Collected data
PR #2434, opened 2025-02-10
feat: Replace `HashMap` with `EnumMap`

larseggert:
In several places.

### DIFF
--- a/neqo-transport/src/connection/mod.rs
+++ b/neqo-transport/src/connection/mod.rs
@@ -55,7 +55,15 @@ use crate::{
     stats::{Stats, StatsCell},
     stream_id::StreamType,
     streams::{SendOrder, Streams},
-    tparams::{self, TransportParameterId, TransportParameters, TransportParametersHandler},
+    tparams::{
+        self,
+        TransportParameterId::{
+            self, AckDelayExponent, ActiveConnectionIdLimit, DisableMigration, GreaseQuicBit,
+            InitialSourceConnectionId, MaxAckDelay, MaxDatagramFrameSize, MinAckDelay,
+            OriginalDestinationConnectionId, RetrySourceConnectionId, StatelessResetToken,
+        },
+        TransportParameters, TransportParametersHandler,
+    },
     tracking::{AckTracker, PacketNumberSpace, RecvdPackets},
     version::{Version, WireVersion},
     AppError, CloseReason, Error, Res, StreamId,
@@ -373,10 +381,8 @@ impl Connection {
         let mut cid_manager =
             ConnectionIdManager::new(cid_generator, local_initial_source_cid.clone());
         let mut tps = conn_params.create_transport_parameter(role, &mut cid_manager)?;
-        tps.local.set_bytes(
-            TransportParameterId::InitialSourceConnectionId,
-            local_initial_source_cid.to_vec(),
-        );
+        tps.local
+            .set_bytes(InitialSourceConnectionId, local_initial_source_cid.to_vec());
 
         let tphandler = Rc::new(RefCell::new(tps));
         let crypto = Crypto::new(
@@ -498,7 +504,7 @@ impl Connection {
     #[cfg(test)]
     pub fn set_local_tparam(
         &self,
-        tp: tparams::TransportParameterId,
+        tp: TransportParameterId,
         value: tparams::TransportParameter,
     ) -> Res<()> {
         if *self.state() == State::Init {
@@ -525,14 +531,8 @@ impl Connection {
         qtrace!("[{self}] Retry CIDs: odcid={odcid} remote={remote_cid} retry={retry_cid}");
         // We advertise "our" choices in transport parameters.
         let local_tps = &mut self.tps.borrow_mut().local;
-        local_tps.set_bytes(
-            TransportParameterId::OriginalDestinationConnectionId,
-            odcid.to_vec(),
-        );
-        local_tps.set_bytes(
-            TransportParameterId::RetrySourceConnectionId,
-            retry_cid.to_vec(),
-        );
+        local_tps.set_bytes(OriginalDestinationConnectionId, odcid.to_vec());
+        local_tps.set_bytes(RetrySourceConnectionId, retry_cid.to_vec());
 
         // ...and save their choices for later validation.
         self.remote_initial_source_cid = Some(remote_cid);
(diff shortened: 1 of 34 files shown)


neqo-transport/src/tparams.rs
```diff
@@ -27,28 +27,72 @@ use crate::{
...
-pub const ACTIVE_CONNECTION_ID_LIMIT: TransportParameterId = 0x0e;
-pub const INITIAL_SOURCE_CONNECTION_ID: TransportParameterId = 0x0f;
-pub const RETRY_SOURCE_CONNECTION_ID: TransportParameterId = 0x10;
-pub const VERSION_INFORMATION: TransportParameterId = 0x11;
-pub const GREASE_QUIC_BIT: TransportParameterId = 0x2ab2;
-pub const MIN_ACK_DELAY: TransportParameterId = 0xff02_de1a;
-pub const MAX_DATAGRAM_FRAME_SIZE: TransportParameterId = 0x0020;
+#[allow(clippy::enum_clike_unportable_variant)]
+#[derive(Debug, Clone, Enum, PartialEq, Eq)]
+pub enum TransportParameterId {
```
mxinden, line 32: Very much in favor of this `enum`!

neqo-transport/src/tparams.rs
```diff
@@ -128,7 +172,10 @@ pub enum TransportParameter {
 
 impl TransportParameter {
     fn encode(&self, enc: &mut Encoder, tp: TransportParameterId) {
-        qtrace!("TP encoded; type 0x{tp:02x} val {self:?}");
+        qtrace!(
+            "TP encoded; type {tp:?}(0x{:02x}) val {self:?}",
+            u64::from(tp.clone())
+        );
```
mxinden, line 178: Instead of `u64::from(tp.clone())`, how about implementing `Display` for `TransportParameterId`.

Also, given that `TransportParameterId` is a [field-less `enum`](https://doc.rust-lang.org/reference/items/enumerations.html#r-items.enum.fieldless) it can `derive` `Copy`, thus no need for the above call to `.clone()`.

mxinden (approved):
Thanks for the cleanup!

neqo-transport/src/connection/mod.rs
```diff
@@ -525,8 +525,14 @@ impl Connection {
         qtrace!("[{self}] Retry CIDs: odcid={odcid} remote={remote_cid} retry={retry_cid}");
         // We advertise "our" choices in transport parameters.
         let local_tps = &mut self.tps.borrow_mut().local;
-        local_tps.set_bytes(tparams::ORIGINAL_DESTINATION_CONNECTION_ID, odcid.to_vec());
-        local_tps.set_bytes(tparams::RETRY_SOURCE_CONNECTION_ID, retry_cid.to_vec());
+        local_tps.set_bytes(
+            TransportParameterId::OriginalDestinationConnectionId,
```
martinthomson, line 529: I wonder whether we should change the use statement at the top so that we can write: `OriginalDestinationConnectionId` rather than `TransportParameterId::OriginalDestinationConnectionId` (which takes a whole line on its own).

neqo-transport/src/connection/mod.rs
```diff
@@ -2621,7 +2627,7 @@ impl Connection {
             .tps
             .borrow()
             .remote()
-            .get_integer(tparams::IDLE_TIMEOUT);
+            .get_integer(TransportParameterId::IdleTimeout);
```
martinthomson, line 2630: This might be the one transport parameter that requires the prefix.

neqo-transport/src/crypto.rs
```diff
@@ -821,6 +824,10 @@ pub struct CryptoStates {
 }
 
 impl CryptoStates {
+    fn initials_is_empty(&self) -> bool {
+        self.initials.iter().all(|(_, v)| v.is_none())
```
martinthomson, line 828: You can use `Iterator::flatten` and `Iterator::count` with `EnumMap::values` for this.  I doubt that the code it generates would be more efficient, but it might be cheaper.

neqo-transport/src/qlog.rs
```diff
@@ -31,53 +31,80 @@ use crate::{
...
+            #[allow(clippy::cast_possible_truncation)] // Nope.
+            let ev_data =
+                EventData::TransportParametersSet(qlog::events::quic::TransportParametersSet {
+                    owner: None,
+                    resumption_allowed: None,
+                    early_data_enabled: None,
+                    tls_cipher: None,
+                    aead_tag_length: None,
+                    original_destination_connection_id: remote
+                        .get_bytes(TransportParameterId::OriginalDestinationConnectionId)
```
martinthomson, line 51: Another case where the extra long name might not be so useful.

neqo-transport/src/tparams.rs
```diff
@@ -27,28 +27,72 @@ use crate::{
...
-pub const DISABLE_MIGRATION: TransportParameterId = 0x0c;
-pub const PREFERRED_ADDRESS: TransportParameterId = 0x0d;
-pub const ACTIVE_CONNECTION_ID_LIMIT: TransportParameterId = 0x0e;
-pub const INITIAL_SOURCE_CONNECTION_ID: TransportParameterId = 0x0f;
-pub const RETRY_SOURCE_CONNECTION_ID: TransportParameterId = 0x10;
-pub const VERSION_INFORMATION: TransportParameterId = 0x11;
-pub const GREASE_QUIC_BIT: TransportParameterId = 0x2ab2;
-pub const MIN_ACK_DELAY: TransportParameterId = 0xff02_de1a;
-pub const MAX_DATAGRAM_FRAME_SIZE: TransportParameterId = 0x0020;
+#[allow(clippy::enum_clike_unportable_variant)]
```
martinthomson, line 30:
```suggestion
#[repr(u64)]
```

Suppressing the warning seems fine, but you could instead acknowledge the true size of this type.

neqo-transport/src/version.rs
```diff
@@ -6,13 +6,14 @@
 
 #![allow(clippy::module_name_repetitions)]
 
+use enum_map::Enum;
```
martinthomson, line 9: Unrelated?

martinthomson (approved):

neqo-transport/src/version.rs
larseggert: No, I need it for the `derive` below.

---

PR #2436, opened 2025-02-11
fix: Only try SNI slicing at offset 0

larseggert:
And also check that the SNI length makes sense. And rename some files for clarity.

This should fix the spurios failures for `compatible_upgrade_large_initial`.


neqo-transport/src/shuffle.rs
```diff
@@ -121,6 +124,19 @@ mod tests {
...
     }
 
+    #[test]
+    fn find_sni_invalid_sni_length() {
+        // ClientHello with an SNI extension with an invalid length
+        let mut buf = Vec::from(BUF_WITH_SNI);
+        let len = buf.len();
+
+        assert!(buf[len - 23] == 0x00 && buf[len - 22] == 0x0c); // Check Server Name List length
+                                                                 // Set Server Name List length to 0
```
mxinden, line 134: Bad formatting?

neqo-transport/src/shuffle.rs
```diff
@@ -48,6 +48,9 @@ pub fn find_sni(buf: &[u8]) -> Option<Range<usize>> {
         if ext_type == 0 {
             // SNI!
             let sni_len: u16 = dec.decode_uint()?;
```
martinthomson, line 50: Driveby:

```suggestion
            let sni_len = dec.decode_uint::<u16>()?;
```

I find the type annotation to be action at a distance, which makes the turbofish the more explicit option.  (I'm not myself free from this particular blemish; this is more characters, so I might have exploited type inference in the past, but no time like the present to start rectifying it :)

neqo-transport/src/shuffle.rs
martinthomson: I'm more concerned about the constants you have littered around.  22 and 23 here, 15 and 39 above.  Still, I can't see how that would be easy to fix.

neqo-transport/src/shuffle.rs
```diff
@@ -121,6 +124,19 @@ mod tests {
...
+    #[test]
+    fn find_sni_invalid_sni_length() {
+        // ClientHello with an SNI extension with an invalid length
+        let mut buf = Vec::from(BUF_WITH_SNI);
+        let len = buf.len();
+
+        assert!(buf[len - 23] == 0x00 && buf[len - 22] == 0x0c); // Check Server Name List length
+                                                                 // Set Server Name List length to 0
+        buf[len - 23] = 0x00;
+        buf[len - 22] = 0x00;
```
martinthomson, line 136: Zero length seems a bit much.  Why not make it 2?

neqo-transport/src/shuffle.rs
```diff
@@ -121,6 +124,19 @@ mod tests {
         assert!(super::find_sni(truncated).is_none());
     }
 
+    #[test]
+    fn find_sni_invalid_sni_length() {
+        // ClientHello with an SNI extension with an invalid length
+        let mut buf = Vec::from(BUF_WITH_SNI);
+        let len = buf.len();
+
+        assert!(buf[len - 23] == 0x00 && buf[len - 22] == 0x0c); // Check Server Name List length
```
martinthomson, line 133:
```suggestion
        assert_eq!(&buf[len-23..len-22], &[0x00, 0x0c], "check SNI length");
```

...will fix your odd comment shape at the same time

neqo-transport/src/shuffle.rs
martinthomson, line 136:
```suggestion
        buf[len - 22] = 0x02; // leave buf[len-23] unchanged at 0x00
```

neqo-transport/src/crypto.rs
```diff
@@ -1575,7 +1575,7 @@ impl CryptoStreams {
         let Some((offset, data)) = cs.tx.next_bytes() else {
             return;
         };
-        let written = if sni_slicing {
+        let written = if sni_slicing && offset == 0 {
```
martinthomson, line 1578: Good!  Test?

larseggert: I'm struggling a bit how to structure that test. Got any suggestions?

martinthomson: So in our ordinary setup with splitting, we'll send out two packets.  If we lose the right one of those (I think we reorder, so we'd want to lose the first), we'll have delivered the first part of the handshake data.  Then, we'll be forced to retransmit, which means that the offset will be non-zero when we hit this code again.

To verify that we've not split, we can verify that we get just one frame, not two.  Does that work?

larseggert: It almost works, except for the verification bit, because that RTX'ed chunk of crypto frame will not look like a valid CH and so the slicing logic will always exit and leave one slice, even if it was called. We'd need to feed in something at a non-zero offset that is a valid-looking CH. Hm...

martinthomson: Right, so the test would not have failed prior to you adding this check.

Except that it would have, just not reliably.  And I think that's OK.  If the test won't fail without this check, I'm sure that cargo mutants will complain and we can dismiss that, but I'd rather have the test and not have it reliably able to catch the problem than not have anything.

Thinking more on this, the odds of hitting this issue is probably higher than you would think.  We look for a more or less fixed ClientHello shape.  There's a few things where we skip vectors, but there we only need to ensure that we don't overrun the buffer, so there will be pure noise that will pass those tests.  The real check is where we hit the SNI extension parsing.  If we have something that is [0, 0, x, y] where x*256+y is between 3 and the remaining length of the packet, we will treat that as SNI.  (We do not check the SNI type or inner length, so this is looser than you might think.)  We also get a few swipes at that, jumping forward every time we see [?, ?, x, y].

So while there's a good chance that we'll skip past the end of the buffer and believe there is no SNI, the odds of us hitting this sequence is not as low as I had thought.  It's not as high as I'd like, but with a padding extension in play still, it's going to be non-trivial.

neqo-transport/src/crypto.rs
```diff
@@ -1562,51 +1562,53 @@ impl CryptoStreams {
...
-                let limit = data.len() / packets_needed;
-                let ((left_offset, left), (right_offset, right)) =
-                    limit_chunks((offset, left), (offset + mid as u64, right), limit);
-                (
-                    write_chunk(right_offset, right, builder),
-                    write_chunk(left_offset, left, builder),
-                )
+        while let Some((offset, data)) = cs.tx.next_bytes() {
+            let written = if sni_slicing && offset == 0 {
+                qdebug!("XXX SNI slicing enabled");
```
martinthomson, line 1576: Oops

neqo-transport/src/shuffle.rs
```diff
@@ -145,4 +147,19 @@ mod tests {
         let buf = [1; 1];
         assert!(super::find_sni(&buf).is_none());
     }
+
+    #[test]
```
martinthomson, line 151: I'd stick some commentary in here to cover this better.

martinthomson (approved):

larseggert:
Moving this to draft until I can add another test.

--

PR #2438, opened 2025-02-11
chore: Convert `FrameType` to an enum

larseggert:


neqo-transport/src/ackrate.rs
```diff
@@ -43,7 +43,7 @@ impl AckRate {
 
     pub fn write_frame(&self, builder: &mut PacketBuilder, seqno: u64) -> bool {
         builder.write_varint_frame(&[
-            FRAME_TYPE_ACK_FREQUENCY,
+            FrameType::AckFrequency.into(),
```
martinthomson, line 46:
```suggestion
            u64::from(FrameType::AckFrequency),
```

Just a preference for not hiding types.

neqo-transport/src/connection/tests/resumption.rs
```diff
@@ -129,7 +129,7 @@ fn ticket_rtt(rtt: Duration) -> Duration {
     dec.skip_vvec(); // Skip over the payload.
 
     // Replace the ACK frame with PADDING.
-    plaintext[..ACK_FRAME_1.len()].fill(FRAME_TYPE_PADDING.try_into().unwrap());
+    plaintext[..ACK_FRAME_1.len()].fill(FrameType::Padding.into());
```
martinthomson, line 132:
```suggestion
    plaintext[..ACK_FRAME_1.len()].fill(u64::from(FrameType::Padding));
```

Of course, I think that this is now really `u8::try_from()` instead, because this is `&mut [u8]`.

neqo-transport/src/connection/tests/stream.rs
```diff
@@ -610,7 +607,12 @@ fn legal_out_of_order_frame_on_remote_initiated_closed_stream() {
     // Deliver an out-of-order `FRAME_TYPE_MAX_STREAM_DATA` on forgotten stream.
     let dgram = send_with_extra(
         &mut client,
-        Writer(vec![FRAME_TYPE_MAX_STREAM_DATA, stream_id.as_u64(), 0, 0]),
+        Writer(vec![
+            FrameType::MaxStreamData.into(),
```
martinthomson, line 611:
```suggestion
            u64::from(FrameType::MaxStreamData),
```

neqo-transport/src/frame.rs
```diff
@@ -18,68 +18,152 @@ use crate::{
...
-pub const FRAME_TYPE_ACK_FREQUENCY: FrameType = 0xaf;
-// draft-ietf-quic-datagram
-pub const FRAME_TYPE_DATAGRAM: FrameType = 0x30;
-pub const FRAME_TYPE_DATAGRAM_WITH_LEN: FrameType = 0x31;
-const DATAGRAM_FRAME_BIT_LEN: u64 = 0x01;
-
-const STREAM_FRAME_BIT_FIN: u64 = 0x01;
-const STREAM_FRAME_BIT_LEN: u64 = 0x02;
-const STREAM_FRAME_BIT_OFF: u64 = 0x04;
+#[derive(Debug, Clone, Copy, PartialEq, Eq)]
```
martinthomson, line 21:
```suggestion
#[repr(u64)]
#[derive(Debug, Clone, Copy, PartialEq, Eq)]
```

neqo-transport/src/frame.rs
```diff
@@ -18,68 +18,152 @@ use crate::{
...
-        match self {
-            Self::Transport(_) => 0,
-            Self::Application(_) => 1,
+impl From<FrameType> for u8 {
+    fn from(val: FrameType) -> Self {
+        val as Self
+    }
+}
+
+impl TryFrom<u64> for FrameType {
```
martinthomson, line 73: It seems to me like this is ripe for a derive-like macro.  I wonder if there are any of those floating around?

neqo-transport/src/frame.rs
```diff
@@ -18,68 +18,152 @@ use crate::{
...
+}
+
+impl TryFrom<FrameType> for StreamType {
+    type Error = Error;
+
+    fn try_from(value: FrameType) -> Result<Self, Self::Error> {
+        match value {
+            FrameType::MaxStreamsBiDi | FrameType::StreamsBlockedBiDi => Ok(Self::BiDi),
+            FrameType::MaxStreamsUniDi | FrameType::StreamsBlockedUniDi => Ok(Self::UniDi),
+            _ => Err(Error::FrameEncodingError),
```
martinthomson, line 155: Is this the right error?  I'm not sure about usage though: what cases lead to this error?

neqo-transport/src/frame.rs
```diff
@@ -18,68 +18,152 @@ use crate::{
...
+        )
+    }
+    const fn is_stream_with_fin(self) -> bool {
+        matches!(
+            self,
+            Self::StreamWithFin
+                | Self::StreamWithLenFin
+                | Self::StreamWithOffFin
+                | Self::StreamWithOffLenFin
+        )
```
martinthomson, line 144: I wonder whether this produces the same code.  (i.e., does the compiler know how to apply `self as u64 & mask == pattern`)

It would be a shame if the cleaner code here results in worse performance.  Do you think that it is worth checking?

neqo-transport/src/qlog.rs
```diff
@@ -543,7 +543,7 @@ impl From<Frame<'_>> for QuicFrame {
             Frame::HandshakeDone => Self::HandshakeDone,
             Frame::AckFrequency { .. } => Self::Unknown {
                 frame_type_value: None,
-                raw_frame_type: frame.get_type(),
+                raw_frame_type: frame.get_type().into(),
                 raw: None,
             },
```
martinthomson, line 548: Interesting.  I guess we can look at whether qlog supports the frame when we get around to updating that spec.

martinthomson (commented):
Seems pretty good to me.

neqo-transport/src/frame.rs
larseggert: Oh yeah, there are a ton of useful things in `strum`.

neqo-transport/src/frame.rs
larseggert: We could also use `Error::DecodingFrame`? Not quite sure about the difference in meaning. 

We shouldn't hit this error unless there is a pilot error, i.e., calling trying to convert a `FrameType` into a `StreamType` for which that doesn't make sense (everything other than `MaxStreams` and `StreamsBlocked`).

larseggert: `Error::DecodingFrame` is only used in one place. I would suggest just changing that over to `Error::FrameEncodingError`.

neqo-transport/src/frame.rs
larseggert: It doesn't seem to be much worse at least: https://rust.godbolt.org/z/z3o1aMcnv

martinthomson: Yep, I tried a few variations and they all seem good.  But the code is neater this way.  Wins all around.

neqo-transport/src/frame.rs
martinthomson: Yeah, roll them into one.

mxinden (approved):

- [Problem details]:
Using the data above, return each line that includes the word "encoded".

- [Answer box]:
-        qtrace!("TP encoded; type 0x{tp:02x} val {self:?}");
+            "TP encoded; type {tp:?}(0x{:02x}) val {self:?}",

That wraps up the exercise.